PhD thesis, University of Nottingham.
Abstract
This thesis explores the role of chemistry and structure in the magnetic properties of metal-organic framework materials. New magnetic materials with enhanced properties are promising for next-generation information technology with higher speeds, energy efficiency and data density. Realising these new technologies calls for programmable materials where the magnetic properties can be tuned by controlling the chemical composition and crystal structure. Metal-organic magnets (MOMs), assembled from metal nodes connected by organic molecular linkers into extended networks, offer these benefits. The modularity of their construction allows for the tuning of magnetic properties by substituting the nodes and linkers while retaining network topology. The chemical and structural complexity of these materials makes predicting their magnetic properties challenging. Developing this understanding requires deeper exploration of the influence chemistry and structure have on the magnetism in new MOMs.

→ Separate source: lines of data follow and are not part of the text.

PR #576, opened 2026-05-27
Bridge Counterproof Guest Program & prover executor integration

MdTeach:
## Description
* Implement Counterproof Guest Program
* Integrate SP1 Host for Counterproof Guest Program
* CI builds the Counterproof Guest Program

### Type of Change

- [ ] Documentation update
- [x] Refactor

In this thesis I discuss six chemically distinct MOMs with closely related chemical connectivity and crystal structures, MCl2L with M = Cr2+, Fe2+ and Ni2+ ; L = pym (pyrimidine), btd (2,1,3–benzothiadiazole). In these compounds the M2+ are coordinated equatorially by four Cl-ligands and axially by two N atoms from the L ligands to form MCl4N2 octahedra. These octahedra form MCl2 chains along the crystallographic a direction, which are connected into layers by L in the b direction. These layers stack in the crystallographic c direction through van der Waals (vdW) interactions. I determined their structures through single crystal X-ray diffraction, powder X-ray diffraction and powder nuclear neutron diffraction. To characterise their bulk magnetic properties I carried out magnetisation measurements under variable temperature and field conditions. All of these compounds were found to magnetically order at low temperature. With the crystal structures and magnetic ordering temperatures established, I was able to determine their magnetic ground states through powder magnetic neutron diffraction. Finally, I was able to determine the magnetic interaction energies of the Cr analogues by characterising their excitations with inelastic neutron scattering.

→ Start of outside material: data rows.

PR #580, opened 2026-05-29
feat(operator-wallet): Fireblocks GeneralWallet backend

Zk2u:
## Description

Adds a Fireblocks-custodied general wallet as an alternative to the native BDK backend, selected at startup. When the optional `[operator_wallet.fireblocks]` config section is absent, the native backend is used (default, unchanged behavior). The reserved wallet stays native regardless.

**RAW signing, not TRANSFER.** Fireblocks doesn't build the bitcoin tx for us: the bridge constructs the unsigned v3/TRUC transaction itself (input selection, change, sighashes), sends the sighashes to Fireblocks for ECDSA signing, and assembles the P2WPKH witnesses. This is the only flow that lets us inject a foreign Taproot anchor input, force v3, control exact outputs, and get the PSBT back to package with the parent for CPFP.

All bridge protocol keys (anchors, presigned-tx keys) remain in secret-service. Fireblocks only ever contributes a funding input + optional change to cover fees / top up internal pools, and receives earnings at the vault address.

Key pieces:
- `GeneralWallet` trait gains `payout_descriptor()` and `sign_owned_inputs()`; backend erasure via an `AnyOperatorWallet` enum keeps the executor pipeline non-generic (Fireblocks variant gated behind a `fireblocks` cargo feature).
- CPFP general-payout detection is backend-aware (matches the active backend's receive script: native BIP86 P2TR vs. Fireblocks vault P2WPKH), so CPFP works for both backends.
- All funding/signing call sites honor the signing contract: use the backend-produced witness if present, otherwise secret-service-sign.

Security / robustness:
- Per-request RS256 JWT (`uri`/`nonce`/`iat`/`exp`/`bodyHash`) + `X-API-Key`; API secret read from a file path and redacted in `Debug` (never in the config body or logs).
- RAW-sign responses are matched by echoed sighash content (not order, with a duplicate-sighash guard); each assembled witness is verified to (a) be controlled by the prevout's witness program and (b) verify against the sighash before it's trusted.
- Exact `asset_id`/network validation, P2WPKH deposit-address enforcement, `base_url` trailing-slash normalization, and `deny_unknown_fields` on the wallet config so a typo can't silently downgrade a Fireblocks operator to native.

### Type of Change

## Notes to Reviewers

- **Stacked on #572** — base branch is `azz/str-3439-cpfp-rbf`; review only the top commits.
- Neither maintainer has a Fireblocks account, so the backend is validated against the Fireblocks swagger spec via unit tests (JWT/auth, DTO serde, witness assembly incl. a real BIP-143 sighash round-trip and high-S normalization, and the funding/CPFP selection + dust-boundary math). The live RAW-sign submit→poll path is not covered by an integration test.
- The operator-facing setup guide is intentionally deferred to a follow-up.

## Checklist

## Related Issues

Part of the operator-wallet / Fireblocks epic (STR-3434).

### DIFF
--- a/Cargo.lock
+++ b/Cargo.lock
@@ -2451,7 +2451,7 @@ dependencies = [
  "bitflags 2.10.0",
  "cexpr",
  "clang-sys",
- "itertools 0.12.1",
+ "itertools 0.13.0",
  "log",
  "prettyplease",
  "proc-macro2",
@@ -3113,7 +3113,7 @@ version = "3.1.1"
 source = "registry+https://github.com/rust-lang/crates.io-index"
 checksum = "faf9468729b8cbcea668e36183cb69d317348c2e08e994829fb56ebfdfbaac34"
 dependencies = [
- "windows-sys 0.48.0",
+ "windows-sys 0.61.2",
 ]
 
 [[package]]
@@ -4076,6 +4076,7 @@ dependencies = [
  "ff",
  "generic-array 0.14.7",
  "group",
+ "hkdf",
  "pem-rfc7468",
  "pkcs8",
  "rand_core 0.6.4",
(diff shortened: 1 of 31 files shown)


Rajil1213:
Why does this PR depend on the CPFP branch? External wallet and CPFP should be orthogonal features (we should be able to fee bump with the native general wallet too).

PR #604, opened 2026-06-04
refactor(docker): fill asm-params in a separate compose step

MdTeach:
## Description
The asm-runner container no longer fills its own params at startup — a small one-shot asm-params-init service handles that against bitcoind first, then asm-runner just reads the file. This also lets us drop Python from the runtime image and the params.toml mount.

### Type of Change

- [ ] Documentation update
- [x] Refactor
- [ ] New or updated tests
- [ ] Dependency Update


docker/asm-runner/Dockerfile
```diff
@@ -12,20 +12,14 @@ RUN --mount=type=cache,target=/root/.cargo/git \
     if [ -z "$ASM_REV" ]; then \
         echo "ERROR: failed to extract asm rev from Cargo.toml" >&2; exit 1; \
     fi && \
-    cargo install --git https://github.com/alpenlabs/asm --rev "$ASM_REV" --root /app strata-asm-runner ${ASM_FEATURES}
+    cargo install --locked --git https://github.com/alpenlabs/asm --rev "$ASM_REV" --root /app strata-asm-runner ${ASM_FEATURES}
```
Rajil1213, line 15: This also needs to be done in the functional tests when installing the runner (due to the same compilation issue that this fixes).

docker/README.md
```diff
@@ -148,7 +148,9 @@ done
 
 Use that output to populate `docker/vol/strata-bridge-{1,2,3}/params.toml`.
 
-The ASM runner uses the same operator set by reading `docker/vol/strata-bridge-3/params.toml` at startup.
+The ASM runner's operator set lives in `docker/vol/asm-runner/asm-params-sample.json` and must
+be kept consistent with the bridge `params.toml` by hand — the runner no longer reads
```
Rajil1213: There's no need for this historical context. A reader of this doc will see the current set of instructions oblivious to how things used to be.

Rajil1213 (changes requested):
Just a nit and one more unrelated change just so that we stay consistent.

docker/README.md
MdTeach: Amended in [f7a89a6](https://github.com/alpenlabs/strata-bridge/pull/604/commits/f7a89a6f73282985eb71f20de6a85cf2d421ba95)

docker/asm-runner/Dockerfile
MdTeach: Amended in [f7a89a6](https://github.com/alpenlabs/strata-bridge/pull/604/commits/f7a89a6f73282985eb71f20de6a85cf2d421ba95)

Rajil1213 (approved):

PR #605, opened 2026-06-04
refactor: pass operator table in duty descr instead of output handles

Rajil1213:
## Description

This PR removes the `operator_table` from `OutputHandles` and updates the affected duty descriptions to instead pass in the operator table from the snapshot in their `Context`. This prepares the codebase for supporting operator set changes where the operator table is scoped to the state machines themselves and not static.

Codex was used to implement these changes.

### Type of Change

- [ ] Documentation update
- [x] Refactor
- [x] New or updated tests
- [ ] Dependency Update

## Notes to Reviewers

This does not depend on any other PRs on operator set changes.

## Checklist

## Related Issues

Closes STR-3669


crates/bridge-exec/src/graph/counterproof.rs
```diff
@@ -257,3 +254,61 @@ async fn fetch_counterproof_input(
...
+            .map(|idx| {
+                let secret =
+                    SecretKey::from_slice(&[*idx as u8 + 1; 32]).expect("test key is valid");
+                let btc_key = PublicKey::from_secret_key(&secp, &secret);
+                (*idx, P2POperatorPubKey::from(vec![*idx as u8; 32]), btc_key)
+            })
+            .collect();
+
+        OperatorTable::new(entries, OperatorTable::select_idx(pov_idx))
+            .expect("test operator table is valid")
```
MdTeach: I think we already have this in test-utils. Lets reuse or extend that.

MdTeach (changes requested):
Overall looks good.
Just a nit.

crates/bridge-exec/src/graph/counterproof.rs
Rajil1213: > I think we already have this in test-utils. Lets reuse or extend that.

The one we have is slightly different than required for this particular use case. But the test does not really require that either. So, I've updated the tests to just use the construction from test-utils. Amended in https://github.com/alpenlabs/strata-bridge/commit/cbf27e87f5d40323245ff49b5b3b658cdaaa4c2c.

MdTeach (approved):

PR #1155, opened 2024-05-20
Implemented Plus and Minus

Upos1997:
As the title says, I implemented the Plus and Minus abilities.

This is my first time using pull requests (in general not that familiar with Git), so if there is anything I forgot to do, do let me know.


bennybroseph:
Do you have a video showing this move being tested?

Upos1997:
Not currently, give me a moment to make one

Upos1997:
https://github.com/pagefaultgames/pokerogue/assets/37412723/ddcaebd9-65ce-4aae-9760-a78d452aa6a7

With Plusle and Minun on the field:
Damage numbers: 11, 12, 12
With only Plusle
Damage numbers: 8, 9, 9

src/data/ability.ts
```diff
@@ -3138,9 +3138,11 @@ export function initAbilities() {
     new Ability(Abilities.CUTE_CHARM, 3)
       .attr(PostDefendContactApplyTagChanceAbAttr, 30, BattlerTagType.INFATUATED),
     new Ability(Abilities.PLUS, 3)
-      .unimplemented(),
+      .conditionalAttr(p => p.getAlly() && [Abilities.PLUS, Abilities.MINUS].some(a => p.getAlly().hasAbility(a)), BattleStatMultiplierAbAttr, BattleStat.SPATK, 1.5)
+      .ignorable(),
```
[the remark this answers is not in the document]
Upos1997: the pokemon.getAlly() is also used in other places in the code (like the Healer ability) to check if a pokemon has an ally or not.  It will never reach the .hasAbility() section of the code as typescript stops at the first condition that returns false in an and. So I'm fairly certain this would be functionally correct.

I do agree that pokemon.scene.currentBattle.double is clearer so I changed it to that.

src/data/ability.ts
```diff
@@ -3138,9 +3138,11 @@ export function initAbilities() {
     new Ability(Abilities.CUTE_CHARM, 3)
       .attr(PostDefendContactApplyTagChanceAbAttr, 30, BattlerTagType.INFATUATED),
     new Ability(Abilities.PLUS, 3)
-      .unimplemented(),
+      .conditionalAttr(p => p.scene.currentBattle.double && [Abilities.PLUS, Abilities.MINUS].some(a => p.getAlly().hasAbility(a)), BattleStatMultiplierAbAttr, BattleStat.SPATK, 1.5)
```
TempsRay, line 3141: Won't this trigger if both Pokemon have plus or both Pokemon have minus?

src/data/ability.ts
```diff
@@ -3138,9 +3138,11 @@ export function initAbilities() {
...
+      .ignorable(),
     new Ability(Abilities.MINUS, 3)
-      .unimplemented(),
+      .conditionalAttr(p => p.scene.currentBattle.double && [Abilities.PLUS, Abilities.MINUS].some(a => p.getAlly().hasAbility(a)), BattleStatMultiplierAbAttr, BattleStat.SPATK, 1.5)
```
TempsRay, line 3144: Also I thought the plan was to trigger on itself too (a pokemon with both plus and minus will get the boost)

src/data/ability.ts
Upos1997: That is how the abilities work since gen 5.
https://bulbapedia.bulbagarden.net/wiki/Plus_(Ability)

src/data/ability.ts
Upos1997: I'm not aware of any plans like that.
It's easy enough to change to that if I can get confirmation that this is indeed how they wish plus and minus to work.

src/data/ability.ts
Xavion3: Does this gracefully fail if it's a double battle and you only have one pokemon out?

Upos1997: https://github.com/pagefaultgames/pokerogue/assets/37412723/aa2e1f3b-6468-46f8-9566-b7a06e48e35f

It does.

Upos1997:
I synced the fork and checked that my changes work with the new version of node (they do).

bennybroseph:
Not seeing the Ability Pop-Up on any of these videos. Does the Ability show the pop-up when sent into battle and conditions are met?

Upos1997:
Currently there is no pop up no.
I based it on other conditional stat increasing abilities like Guts, which also have no pop up.

bennybroseph:
I'm gonna have to boot up S/V again aren't I

bennybroseph (approved):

I show that substituting the metal centre for one with a different spin state and/or d-electron configuration will drastically alter the magnetic properties. Substituting the ligand can further tune magnetic properties by modulating the energy of magnetic interactions and the crystal structural geometry. In Chapter 3 I report the synthesis, crystal structure, bulk magnetisation behaviour and magnetic ground state of the Fe and Ni analogues. I show that ligand substitution in these compounds can be used to control spincanting, which can introduce or tune metamagnetism and weak ferromagnetism. This effect is caused by controlling tilt angle between the MCl4N2 octahedra and demonstrates how the structure of the organic ligands can be leveraged to tune for properties. In Chapter 4 I report the synthesis, crystal structure, bulk magnetisation, magnetic ground state and magnetic excitations of CrCl2(pym). I show that the pym ligand carries a weak ferromagnetic superexchange interaction, effectively magnetically separating the CrCl2 into quasi-one-dimensional spin chains and uncovering a potential chemical design route for the S = 2 Haldane phase. In Chapter 5 I report the synthesis, crystal structure, bulk magnetisation behaviour, magnetic ground state and magnetic excitations of CrCl2(btd). In contrast to pym, the btd ligand carries a strong antiferromagnetic superexchange, effectively magnetically connecting the CrCl2 chains, raising the magnetically dimensionality to quasi-two-dimensional. I show that in the Cr compounds the ligand can be substituted to modulate the exchange interactions.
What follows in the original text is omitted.